*What you will do*. Every line below should be set down exactly as it appears.

*Data extracts*.
====
PR #1557, opened 2016-02-20
Don't call supervisor.close() in resetConnection().

dwrensha:
Conservative fix for #1550.

Note that we currently do not have a satisfactory story for how we clean up `SandstormBackend.runningGrains`. One approach might be to add a `Handle` argument to `Backend.startGrain()`, so that the frontend would get notified when a supervisor died and could then delete the appropriate entry in `runningGrains`.


jparyani:
I think the problem is also due to the `close` call in Proxy.close (see https://github.com/sandstorm-io/sandstorm/blob/c2d98a153d89c35725901db85e668b81ad87b567/shell/server/proxy.js#L1093).

dwrensha:
@jparyani: Cood catch.

kentonv:
I think this is obsolete since I merged #1553?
====
*Your solution*.
PR #1557, opened 2016-02-20
Don't call supervisor.close() in resetConnection().

dwrensha:
Conservative fix for #1550.

Note that we currently do not have a satisfactory story for how we clean up `SandstormBackend.runningGrains`. One approach might be to add a `Handle` argument to `Backend.startGrain()`, so that the frontend would get notified when a supervisor died and could then delete the appropriate entry in `runningGrains`.


jparyani:
I think the problem is also due to the `close` call in Proxy.close (see https://github.com/sandstorm-io/sandstorm/blob/c2d98a153d89c35725901db85e668b81ad87b567/shell/server/proxy.js#L1093).

dwrensha:
@jparyani: Cood catch.

kentonv:
I think this is obsolete since I merged #1553?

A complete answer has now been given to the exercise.